The first step in an organ harvest is to determine that the donor patient is truly dead. The medical community defines death in a number of ways; in order to donate organs, someone must be brain dead. This means that there is no brain activity and no hope of recovery, but the patient's heart is still beating and the patient is still breathing with the assistance of a ventilator. A series of tests are conducted to confirm brain death, ensuring that the patient is truly, irrevocably dead. This can be traumatic, as the patient appears to be alive, but he or she is not; sometimes hospital staff must actually use extreme measures to keep the patient “alive” so that the organs will continue to be viable.
Originally posted by VneZonyDostupa
Why does it shock you that there is blood involved in organ harvesting? For someone who claims to work in a hospital, you seem awfully naive.
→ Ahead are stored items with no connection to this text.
PR #1319, opened 2026-06-10
CI: Only run Daytona browser backend tests when DAYTONA_API_KEY is set

ariya:
Add a setup job that computes the backend matrix dynamically and feed it to both E2E test jobs via fromJSON, so the Daytona choice is skipped when the secret is absent.

This way, when someone forks this repo and works on it, and they don't have Daytona account, the CI workflows won't fail on them.

### DIFF
--- a/.github/workflows/browser-api-e2e-test.yml
+++ b/.github/workflows/browser-api-e2e-test.yml
@@ -13,13 +13,33 @@ on:
   workflow_dispatch:
 
 jobs:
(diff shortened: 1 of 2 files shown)


bin-ario (approved):
there is one more workflow that uses DAYTONA_API_KEY
https://github.com/remotebrowser/mcp/blob/main/.github/workflows/container.yml#L83

PR #1322, opened 2026-06-11
Add patterns CRUD API

ariya:
Add `/api/v1/patterns` endpoints (list, get, upsert, delete) backed by the existing patterns directory, with name validation to prevent path traversal. Update README with API documentation.

Add a CBC distillation E2E test that uploads custom patterns (`.html` and `.json` converter) before running extraction, demonstrating the full upload-then-distill workflow for sites without built-in patterns.

image
image

### DIFF
--- a/getgather/patterns_api_router.py
+++ b/getgather/patterns_api_router.py
@@ -1,0 +1,108 @@
+import os
+import re
+
+from fastapi import APIRouter, HTTPException, Query
+from fastapi.responses import JSONResponse, PlainTextResponse
+from loguru import logger
+from pydantic import BaseModel
+
+router = APIRouter()
+
+PATTERNS_DIR = os.path.join(os.path.dirname(__file__), "mcp", "patterns")
+
+_VALID_NAME = re.compile(r"^[a-zA-Z0-9_-]+$")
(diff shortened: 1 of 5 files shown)


bin-ario (approved):

broerjuang (approved):

getgather/patterns_api_router.py
```diff
@@ -0,0 +1,108 @@
...
+async def upsert_pattern(
+    pattern_name: str, body: PatternBody, ext: str = Query("html")
+) -> dict[str, str]:
+    _validate_name(pattern_name)
+    suffix = _validate_ext(ext)
+    path = _pattern_path(pattern_name, suffix)
+    exists = os.path.isfile(path)
+    try:
+        with open(path, "w", encoding="utf-8") as f:
+            f.write(body.content)
```
broerjuang, line 84: Just wondering, do we plan to introduce persistence for patterns in the future, since they appear to be stored on the local filesystem and would be lost on container restarts or redeployments?

ariya: Might be too complex for now. The easiest is for the consumer (e.g. Headline Hub) to upload the pattern before distillation. It's an extra overhead, but it might be good enough for now.

PR #1328, opened 2026-06-11
fix: stabilize input fill against React remount on Walmart sign-in

oshimayoan:
## Problem
Walmart remounts its React component tree during hydration, wiping DOM values set before the remount. The email input appeared filled but was cleared before submit.

## Solution
`set_value` now polls `element.value` every 50ms and re-fills if wiped. It waits for 5 consecutive stable ticks (~250ms) before resolving, so the submit only fires once the value has held.

## Flow
svgviewer-output(8)

## Demo

https://github.com/user-attachments/assets/e7bf0532-ccfe-46e9-947e-697416d231ec

### DIFF
--- a/getgather/browser.py
+++ b/getgather/browser.py
@@ -961,82 +961,38 @@ async def page_batch_actions(page: zd.Tab, actions: list[dict[str, str]]) -> dic
             el.dispatchEvent(new Event("change", {{ bubbles: true }}));
         }}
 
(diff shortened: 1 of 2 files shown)


faisalive:
Do we still need this ?
https://github.com/remotebrowser/mcp/pull/1308

oshimayoan:
@faisalive Nope, that will be closed when this land

faisalive (approved):

PR #1344, opened 2026-06-17
fix: use Daytona signed preview iframe for live view

faisalive:
# Daytona Live View in Iframe

## Summary
- Use Daytona signed preview URL (port `8080`) for live view.
- Show Daytona live view inside `/live/{browser_id}` using an iframe.
- Keep podman live view unchanged (`rfb.min.js` + `/websockify/{browser_id}`).

## Why
- Avoid Daytona preview auth errors in the dashboard.
- Keep the main app page on our domain while still showing live desktop.
- Keep backend behavior clear per provider.

## Changes
- Add `get_live_view_url()` to browser backend interface.
- Implement Daytona `get_live_view_url()` using `create_signed_preview_url(8080)`.
- Return `None` for fleet/podman in `get_live_view_url()`.
- Update `/live/{browser_id}` route:
  - Daytona: render iframe with signed preview URL.
  - Podman: keep existing local noVNC flow.

## Test Plan
- [x] `uv run ruff check getgather/browsers/router.py getgather/browsers/daytona_browsers.py`
- [x] `uv run pyright getgather/browsers/daytona_browsers.py`
- [x] Open `http://localhost:23456/` with `BROWSER_BACKEND=daytona` and verify live views load.

## Test Result

Screenshot 2026-06-17 at 15 40 22
Screenshot 2026-06-17 at 15 40 13

### DIFF
--- a/getgather/browsers/router.py
+++ b/getgather/browsers/router.py
@@ -1,4 +1,5 @@
 import asyncio
+import html
 import json
 import os
 import urllib.parse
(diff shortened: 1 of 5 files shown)


getgather/browsers/router.py
```diff
@@ -507,9 +508,31 @@ async def cdp_devtools_websocket_proxy(client_ws: WebSocket, path: str) -> None:
     logger.debug("[CDP] cdp_devtools_websocket_proxy exiting")
 
 
-@router.get("/live/{browser_id}")
+@router.get("/live/{browser_id}", response_model=None)
 async def vnc_live_viewer(browser_id: str) -> HTMLResponse:
-    html = f"""<!DOCTYPE html>
+    try:
+        live_url = await backend.get_live_view_url(browser_id)
```
bin-ario, line 514: this live url approach could work, however, we should add some gates to prevent the live from keeping the sandbox running unnecessarily for a long time 

for example, we check the sandbox' last activity time, and only return the url if the sandbox is refresh, e.g., within 1 hour

faisalive: sure!

anazaim77:
tested on my local

image

anazaim77 (approved):

PR #1348, opened 2026-06-17
Add periodic cleanup of idle browser (Podman) containers

ariya:
To verify, run as usual and use its API to create a test browser. Wait for some time and the idle cleanup will kick in:

```
         INFO     Application startup complete.
15:21:15 DEBUG    Retrieving the list of all containers...
         DEBUG    All containers obtained. Total=1
         DEBUG    Browser abc001 idle for 101m
         INFO     Deleting browser abc001 (idle: 101m)
         INFO     Killing Chromium container chromium-abc001...
         INFO     Container killed: name=chromium-abc001
         INFO     Cleanup complete: total=1 deleted=1
```

### DIFF
--- a/.env.template
+++ b/.env.template
@@ -19,6 +19,7 @@ BROWSER_BACKEND=podman
 # Podman backend
 CONTAINER_IMAGE=ghcr.io/remotebrowser/chromium-live
 CONTAINER_HOST=
+MAX_IDLE_MINUTES=15
 
 # Daytona backend (required when BROWSER_BACKEND=daytona; install the extra: uv sync --extra daytona).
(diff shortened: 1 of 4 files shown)


.env.template
```diff
@@ -19,6 +19,7 @@ BROWSER_BACKEND=podman
 # Podman backend
 CONTAINER_IMAGE=ghcr.io/remotebrowser/chromium-live
 CONTAINER_HOST=
+MAX_IDLE_MINUTES=15
```
ariya, line 22: This is now configurable via env, in case it's needed.

bin-ario (approved):

PR #3789, opened 2017-12-12
Fix dossier responsible widget, in the DossierAddFormView step.

phgross:
When accepting a multi adminunit task and selecting the store and editing in a newdossier step. The dossier responsible field does not work. The AJAX call to the search endpoint ist not working (404).

The reason is that the typename, which is used by the WizzardWrappedAddForm, is not set in the widget_traversal request, therefore I add an fallback to the default dossier type.

Backport-needed to `2017.6-stable`

### DIFF
--- a/docs/HISTORY.txt
+++ b/docs/HISTORY.txt
@@ -6,6 +6,7 @@ Changelog
 ---------------------
 
 - Bump ftw.bumblebee to skip checksum calculation for unsupported mimetypes. [deiferni]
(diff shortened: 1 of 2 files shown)


phgross:
@deiferni I suppose that the field is broken since the responsible-widget rework (ftw.keywordwidget etc.). Because  it's not usually to change the dossier responsible.

I've tried to add a specific test, unsuccessfully ...

deiferni:
(has already been backported)

Issue #2500, opened 2017-01-30
Split document action buttons onto their own proper shared z3c.form widget


Rotonen:
Splitting off from:

https://github.com/4teamwork/opengever.core/pull/2496

Currently we have essentially duplicate functionality ripe for generalization in how we display the document manipulation options in file overview vs. bumblebee overlay vs. tooltip.

Rotonen:
Note to self also unify the (S)CSS while tackling this.

https://github.com/4teamwork/plonetheme.teamraum/pull/520

Rotonen:
This is effectively superseded by the new ui project.

PR #3799, opened 2017-12-13
Rework UX on checking in locked documents

### LINKED ISSUE #3478: Warnung bei Check-In eines Dokuments wenn es noch ein WebDav-Lock gibt
Wenn ein Benutzer ein Dokument mit Office Connector bearbeitet, so kann er das Dokument immer noch manuell einchecken. Mach er dies, so ist das Lock dann kaputt und muss vom Administrator aufgelöst werden.

Um dies zu verhindern, solle eine Warnung erscheinen wenn ein Benutzer ein Dokument einchecken möchte, welches noch durch einen WebDav-Lock geschützt ist. 

Bei Einchecken mit Kommentar erscheint zwar eine Warnung, jedoch zu wenig aussagekräftig.
 
Bei Einchecken OHNE Kommentar erschien KEINE Warnung, was dann zum angesprochenen Problem führt

mein brief finanzdirektion fd spv

Rotonen:
* As specified in the images in https://github.com/4teamwork/opengever.core/issues/3478
* https://github.com/4teamwork/ftw.keywordwidget/pull/31

Closes #3478


opengever/document/tests/test_overview.py
```diff
@@ -414,6 +414,24 @@ def test_archival_file_is_extended_with_mimetype_class(self, browser):
...
+        browser.open(self.document, view='tabbedview_view-overview')
+        browser.find('Checkout and edit').click()
+
+        lockable = IRefreshableLockable(self.document)
+        lockable.lock()
+
+        # Tabbedview gets in the way of the redirect so we'll have to revisit
+        browser.open(self.document, view='tabbedview_view-overview')
+
+        self.assertNotIn(
```
deiferni: the not here is a bit fragile, maybe better assert what actions must be visible?

opengever/document/tests/test_overview.py
```diff
@@ -2,100 +2,124 @@
...
+class TestDocumentOverviewVanilla(IntegrationTestCase):
+    @browsing
+    def test_overview_displays_related_documents_but_only_documents(self, browser):  # noqa
+        self.login(self.regular_user, browser)
+
+        document_chain_link = create(
+            Builder('document')
+            .within(self.dossier)
+            .having(
+                title=u'F\xf6\xf6',
```
deiferni: no reason to use multiple lines for one parameter, right 😄 ?

opengever/document/tests/test_overview.py
```diff
@@ -2,100 +2,124 @@
...
+                )
+            .relate_to(self.document)
+            )
+
+        document_chain_end = create(
+            Builder('document')
+            .within(self.dossier)
+            .having(
+                title=u'F\xe4\xe4',
```
deiferni: dito.

opengever/document/checkout/checkin.py
```diff
@@ -97,11 +96,37 @@ class CheckinContextCommentForm(form.Form):
...
+                    button = (
+                        'button_checkin_anyway',
+                        button_payload,
+                        )
+
         self.checkin_controller = CheckinController(self.request)
 
     @button.buttonAndHandler(_(u'button_checkin', default=u'Checkin'))
     def checkin_button_handler(self, action):
-        data, errors = self.extractData()
```
deiferni: uhoh, this looks a bit fishy. seems we skip error handling cause there are no errors **now**. id' prefer to always include the error handling code here.

i.e. add

```python
    if errors:
        return
```

also for other occurrences. what do you think?

opengever/document/checkout/controller.py
```diff
@@ -37,5 +38,9 @@ def is_cancel_allowed(self):
                                     ICheckinCheckoutManager)
         if manager:
             return manager.is_cancel_allowed()
-        else:
-            return False
+
+        return False
+
+    def is_locked(self):
```
deiferni: could we define `is_locked` once on the manager and the reuse?

opengever/document/tests/test_overview.py
```diff
@@ -150,267 +227,259 @@ def test_inactive_links_if_document_is_checked_out(self, browser):
...
-        browser.login().visit(self.document, view='tabbedview_view-overview')
+        self.login(self.regular_user, browser)
+
+        browser.open(self.document, view='tabbedview_view-overview')
 
         self.assertEquals(
             'unprotected',
-            browser.css(
-                '#form-widgets-IClassification-classification').first.text)
+            browser.css('#form-widgets-IClassification-classification')
```
phgross: Thats a good example of those situation where the 80 char limit makes the thing just less readable 😄 . 

In my opinion in situations like this, ignoring the 80 char limit makes sense. But's ok for now.

opengever/document/tests/test_overview.py
```diff
@@ -150,267 +227,259 @@ def test_inactive_links_if_document_is_checked_out(self, browser):
...
-
-        browser.login().visit(document, view='tabbedview_view-overview')
+        self.login(self.manager, browser)
+        self.set_workflow_state('dossier-state-resolved', self.dossier)
+        self.set_workflow_state('task-state-tested-and-closed', self.task)
 
-        self.assertEquals(
-            '{}/edit_archival_file'.format(document.absolute_url()),
-            browser.css('#archival_file_edit_link').first.get('href'))
+        browser.open(self.document, view='tabbedview_view-overview')
```
phgross: Should be self.taskdocument

sources.cfg
```diff
@@ -8,6 +8,8 @@ extensions += mr.developer
 development-packages =
   opengever.maintenance
   collective.js.timeago
+# https://github.com/4teamwork/ftw.keywordwidget/pull/31
```
phgross: Could you create a release of ftw.keywordwidget and updated the pinning in the versions.cfg instead.

opengever/document/checkout/checkin.py
```diff
@@ -95,6 +96,18 @@ class CheckinContextCommentForm(form.Form):
...
+            # Add a warning onto a locked document checkin view
+            msg = _(
+                u'label_warn_checkout_locked',
+                default=u' '.join((
+                    'This document is currently being worked on.',
+                    'When you check it in manually you will lose the changes.',
+                    'Please allow for the process to be finished first.'
+                    )),
+                )
+            IStatusMessage(self.request).addStatusMessage(msg, type=u'error')
```
phgross: I would go with `warning` instead of `error`

opengever/document/tests/test_checkout.py
```diff
@@ -363,6 +364,42 @@ def test_single_checkin_with_comment(self, browser):
...
+            'Checkinerino'
+            })
+        browser.css('#form-buttons-button_checkin').first.click()
+
+        manager = getMultiAdapter((self.document, self.portal.REQUEST),
+                                  ICheckinCheckoutManager)
+        self.assertEquals(None, manager.get_checked_out_by())
+
+        # check last history entry to verify the checkin
+        repository_tool = getToolByName(self.document, 'portal_repository')
```
phgross: Use opengever.document.versioner.Versioner.retrieve

opengever/document/browser/actionbuttons.py
```diff
@@ -25,12 +25,15 @@ def is_edit_metadata_link_visible(self):
 
         return True
 
+    def is_locked(self):
```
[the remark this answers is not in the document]
Rotonen: Then I'd need to implement that individually for all the things which can end up using the mixin.

The whole action button stack would need an overhaul with cleanly defined interfaces and a widget.

opengever/document/checkout/checkin.py
Rotonen: I for one welcome scope creeps when they go for quality.

opengever/document/tests/test_overview.py
Rotonen: That way it'd break every time anything unrelated to this test is changed.

We should do a single place where we test the full set of file action button permutations on the full set of data types if we want that.

opengever/document/tests/test_overview.py
Rotonen: `.having()` can take multiple parametres, thus the linediffability preference.

opengever/document/tests/test_overview.py
```diff
@@ -2,100 +2,124 @@
...
-
-    def setUp(self):
-        super(TestDocumentOverview, self).setUp()
-        self.repo, self.repo_folder = create(Builder('repository_tree'))
+class TestDocumentOverviewVanilla(IntegrationTestCase):
+    @browsing
+    def test_overview_displays_related_documents_but_only_documents(self, browser):  # noqa
+        self.login(self.regular_user, browser)
+
+        document_chain_link = create(
```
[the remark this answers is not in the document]
Rotonen: We do not have a chain of 3 related documents within a single dossier in the fixtures. But I can move this to live in the fixtures.

opengever/document/tests/test_overview.py
```diff
@@ -104,44 +128,97 @@ def test_overview_self_checked_out(self, browser):
...
+            'creator Ziegler Robert (robert.ziegler)',
+            document_metadata,
+            )
+
+        self.assertIn(
+            u'Checked out B\xe4rfuss K\xe4thi (kathi.barfuss)',
+            document_metadata,
+            )
+
+        file_actions = browser.css('.file-action-buttons a').text
```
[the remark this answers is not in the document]
Rotonen: I'm not fond of the idea of breaking very many tests all over the place just because we touched the file button actions macro. I'll rather test the minimal set of what the test at hand is actually about. I consider this to be more robust rather than more fragile.

opengever/document/tests/test_overview.py
Rotonen: I chose to break this up silly, can be broken up neater.

opengever/document/checkout/controller.py
Rotonen: It actually already was, amended.

opengever/document/checkout/checkin.py
Rotonen: Actually our logic relies on there being errors, but those not being handled by the form.

Split this off to: https://github.com/4teamwork/opengever.core/issues/3808

Rotonen:
Ready for round 2.

opengever/document/browser/actionbuttons.py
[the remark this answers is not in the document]
Rotonen: https://github.com/4teamwork/opengever.core/issues/2500

opengever/document/tests/test_overview.py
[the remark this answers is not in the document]
phgross: A tests who checks the actions when a file is self_checked out, should definitely fail when theres something added to the actions. Otherwise you limit the value of a test. A tests like this can help you to not forget thinking about a specific situation (a self checked out document in that case). I don't see any bad if tests about the document_actions are failing if you add/remove those actions.

opengever/document/tests/test_overview.py
phgross: Same here. I had several times the situation that I've had to fix a bug, which should be tested, but wasn't because of a simple rename in the action and a `assertNotIn` assertion.

A failing build when implementing a feature rather than a bug in production.

Rotonen:
@phgross tested locally and upon checking in a locked document without a comment the document gets unlocked and checked in. This seems to be the desirable outcome to me.

@phgross @deiferni reworked test logic to avoid `notIn`.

Originally posted by Blanca Rose
It doesn't shock me. People are under the assumption that they may just donate their eyes, or their liver, when in actuality, they are stripped of anything that can be harvested.
A whole team comes in to do this, not just one or two people,
and the way it was described to me, not always is brain death confirmed before this is actually done.
As I stated in an earlier post, where I linked to how this is done, that is the toned down version. So, no, to answer your question, I am not shocked about there being blood, and never said I was. I stated I was given the bloody version of how this happens.
The article is about how much your organs are worth, not just the proceedure, which in my opinion, is sped up, if a lot of useful material can be had, for money to be made off of.